25 de abril de 2014

De mucho y nada en la misma noche.

Crónica del Spring Break Festival 2014 en Santander.

Como ya os contábamos hace unos días, el miércoles pasado se celebró el Spring Break Festival en Santander, una mezcla un poco extraña de rock-indie-electrónica-partido Barça-Madrid.

Fue una noche rara (sí, me repito, pero es que es la palabra). Dos escenarios, bueno, un escenario en el interior de la sala y una carpa Red Bull en el exterior con dj’s. Y una pantalla con todo el previo y el partido de final de copa a un lateral del Escenario Santander, cosa que para mí sobró mucho. Entiendo que la organización mire por la asistencia de la gente al evento que ese es el fin de estas cosas, pero no lo comparto, me parece una falta total de respeto hacia el grupo que estaba en el escenario en el momento del partido.

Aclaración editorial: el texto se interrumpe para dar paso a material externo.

PR #487, opened 2021-09-02
Fix flower and database initialisation errors

jdddog:
This PR fixes a problem with the flower container not starting and the database not initialising on a clean deploy with Terraform.

The flower container would not start because the GoogleCloudSecrets backend wasn't installed in the flower container.


aroelo (approved):
Thanks for the fix!

PR #493, opened 2021-09-12
Inf 39/port unpaywall to snapshot telescope

tuanchien:
This PR is required for the unpaywall telescope port.

Testing:
- Add simple threaded httpserver for testing use

Utilities
- Add get_observatory_http_header to create simple header dict using custom user agent
- Add get_fiename_from_url to get a filename from a http url
- Add get_chunks function to split lists into constant size (unless last chunk) chunks.
- Add get_airflow_connection_url to pull a url from an airflow connection, validate it, and add trailing "/" if necessary.
- Add converter function for csv to jsonl files.
- Add http get response functions for simple interfaces to standardise getting http raw text response, xml -> dict, json->dict.
- Add AsyncHttpFileDownloader with download_file and download_files interfaces for downloading files using http. Allows custom headers to be used in http connection.
  - download_files allows concurrent downloading through asyncio and aiohttp. Supports retry on failure with exponential backoff.
  - download_file piggybacks off download_files.  No speed benefit from asyncio, but provides a simpler interface.

Snapshot telescope:
- Add upload_downloaded as a snapshot telescope task.  I noticed a lot of the upload_downloaded tasks in snapshot telescopes are identical in implementation. They all just upload the download_files list of files from the release object to the download_bucket in the cloud.  Since this is a standard pattern we have adopted, it may as well just be part of the snapshot telescope implementation.
- Add download, extract, transform tasks to template.

Stream telescope:
- Add download, upload_downloaded, extract, transform tasks to template.


observatory-platform/observatory/platform/utils/workflow_utils.py
```diff
@@ -1320,3 +1308,78 @@ def make_table_name(
...
+    :param chunk_size: Size of chunks.
+    :return: The next chunk from the input list.
+    """
+
+    n = len(input_list)
+    for i in range(0, n, chunk_size):
+        yield input_list[i : i + chunk_size]
+
+
+class AsyncHttpFileDownloader:
```
jdddog, line 1326: At the moment we are using third party code to download files, specifically the function `get_file` in `data_utils.py`.
* https://github.com/The-Academic-Observatory/observatory-platform/blob/develop/observatory-platform/observatory/platform/utils/data_utils.py
* https://github.com/The-Academic-Observatory/observatory-platform/blob/develop/observatory-platform/observatory/platform/utils/progbar_utils.py
* https://github.com/The-Academic-Observatory/observatory-platform/blob/87a78df26a44f0d890a87fc2ba50e3ba1fd653fc/observatory-platform/observatory/platform/utils/file_utils.py#L91-L111: this function should be removed as well, it isn't from our project and should be in data_utils.py if it is going to stay.
* https://github.com/The-Academic-Observatory/observatory-platform/blob/87a78df26a44f0d890a87fc2ba50e3ba1fd653fc/observatory-platform/observatory/platform/utils/file_utils.py#L59-L88: this function should be removed as well, it isn't from our project and should be in data_utils.py if it is going to stay.

We could almost completely replace it with your code, but there is one thing missing, which is the ability to verify if a downloaded file has a particular file hash (you'll see the parameters `file_hash` and `hash_algorithm` it in `get_file`), which is important to make sure that a partly downloaded file is not accepted as a fully downloaded file after a task crashes and restarts. 

Would you be able to add `file_hash=None` as an optional parameter?
* We could just use md5 for now.
* If `file_hash` hash is supplied, then validate the file.
  * If the validation fails, then re-download the file.
  * If the validation succeeds, skip downloading the file. 
* If no `file_hash` is supplied:
  * Is the default behaviour to overwrite existing files?

We would also then need to replace instances of `get_file` throughout the code.

This would also mean that we could remove the following dependencies from requirements.txt:
```
# To remove in future
numpy>=1.20.3,<2
six>=1.16.0,<2
```

observatory-platform/observatory/platform/utils/json_util.py
```diff
@@ -35,3 +36,23 @@ def to_json_lines(items: List[dict], serialize_custom_types_func=None) -> str:
     json_lines = "".join(json_records)
 
     return json_lines
+
+
+def convert_csv_to_jsonlines_file(*, csv_file: str, jsonl_file: str):
```
jdddog, line 41:
```suggestion
def csv_to_jsonlines(*, csv_file: str, jsonl_file: str):
```

observatory-platform/requirements.txt
```diff
@@ -34,13 +34,19 @@ json_lines>=0.5.0,<1 # Reading, including jsonl.gz
...
+aiohttp
+
 
 # SFTP
 pysftp>=0.2.9<1
 paramiko>=2.7.2,<3
 
 # Utils
 natsort>=7.1.1,<8
+backoff==1.11.*
```
jdddog, line 46: Could you put a looser definition for the backoff version? e.g. `backoff>=1,<2`, since the observatory platform can be depended on by downstream projects, it shouldn't be too strict about library versions.

observatory-platform/requirements.txt
```diff
@@ -34,13 +34,19 @@ json_lines>=0.5.0,<1 # Reading, including jsonl.gz
 # HTTP requests and URL cleaning
 requests>=2.25.0,<3
 tldextract>=3.1.1
+aiohttp
```
jdddog, line 37: Perhaps put a version information here

jdddog (changes requested):
Hey Tuan, it looks good to me, just some comments about the file downloading. 

Also, you might be able to give the file downloader a simpler name, e.g. FileDownloader, or put it into it's own module, e.g. file_downloader.py and remove the class, since the class doesn't do much.

tuanchien:
- Added a rewrite of file hash validation methods in preparation of removing the third party code.
- Shorted the csv to json converter function name as per request.
- Requirements for backoff loosened.  Requirement for aiohttp tightened.

AsyncHttpFileDownloader changes:
 - `download_file`, `download_files` are functions in the module `observatory.platform.utils.http_download`
 - Extended to use a worker pool instead of chunks
 - The downloader skips a file if the file exists on the filesystem and its hash matches a supplied hash.
 - The downloader will requeue a download once if a downloaded file does not have a hash matching a supplied hash.

I had a look at the code in the repos using get_file and the current third party hash functions _hash_file, validate_file, and it's in quite a few places.  It's better to create a separate ticket to do that removal. I will do this in JIRA soon.

jdddog (approved):
Looks good to me

PR #494, opened 2021-09-13
Bugfix deployment

jdddog:
This PR addresses the following:
* Docker Compose / Airflow 2:
  * Received the error "daemonic processes are not allowed to have children" when tasks ran that use multiprocessing.Pool, to address it added `AIRFLOW__CORE__EXECUTE_TASKS_NEW_PYTHON_INTERPRETER ` to the Docker Compose file. This is the same error described in [this Stack Overflow post](https://stackoverflow.com/questions/68878031/is-multiprocessing-pool-not-allowed-in-airflow-task-assertionerror-daemonic).
  * Set Docker Compose volume paths correctly for editable workflows packages when deployed to Terraform.
* Terraform:
  * Update TerraformBuilder so that it builds with the latest changes. 
  * Observatory API: `postgres` connection prefix deprecated in PostgresSQL 1.4, so changed in Terraform file to `postgresql`.
* Address inconsistent use of dates:
  * Change type hints pendulum.datetime to pendulum.DateTime (the class, not function).
  * Change datetime.datetime calls to pendulum.datetime.
  * Make `select_table_shard_dates` return List[pendulum.Date]
  * Add a `make_release_date` function, which returns a pendulum.DateTime instance, which is required for some of the downstream functions that use it.
* load_dags.py:
  * When DagBag has import errors, raise an exception that has a message with all of the errors so that the Dag import errors are visible in the Airflow UI.
  * Moved some of the functions in `load_dags.py` into workflow_utils so they could be used elsewhere.
* Added missing `data_files` in config.cfg.


rhosking (approved):
cool - tests are passing now, so looks like sensible changes

PR #497, opened 2021-09-15
Add black to precommit config

aroelo:
I also ran it on all files using `pre-commit run --all-files`


jdddog (approved):
Thanks Aniek, that's great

La tarde empezó flojita, dj’s tanto en el exterior y en el interior y poca gente por allí. Tras esta primera actuación – contacto salen al escenario Kitai. Yo nunca les había visto y me quedé sin palabras. No es que me engancharan, sinceramente, quizás porque el sonido era un poco regular. Lo que no puedo negar es que tienen un rollazo, sonaban muy fuerte, sin importarles si había mucho o poco público lo dieron todo. Hay gente que tiene fuego dentro, y Alex, el cantante, lo tiene. Y bailes raros, muy a lo Mick Jagger. Extravagancia.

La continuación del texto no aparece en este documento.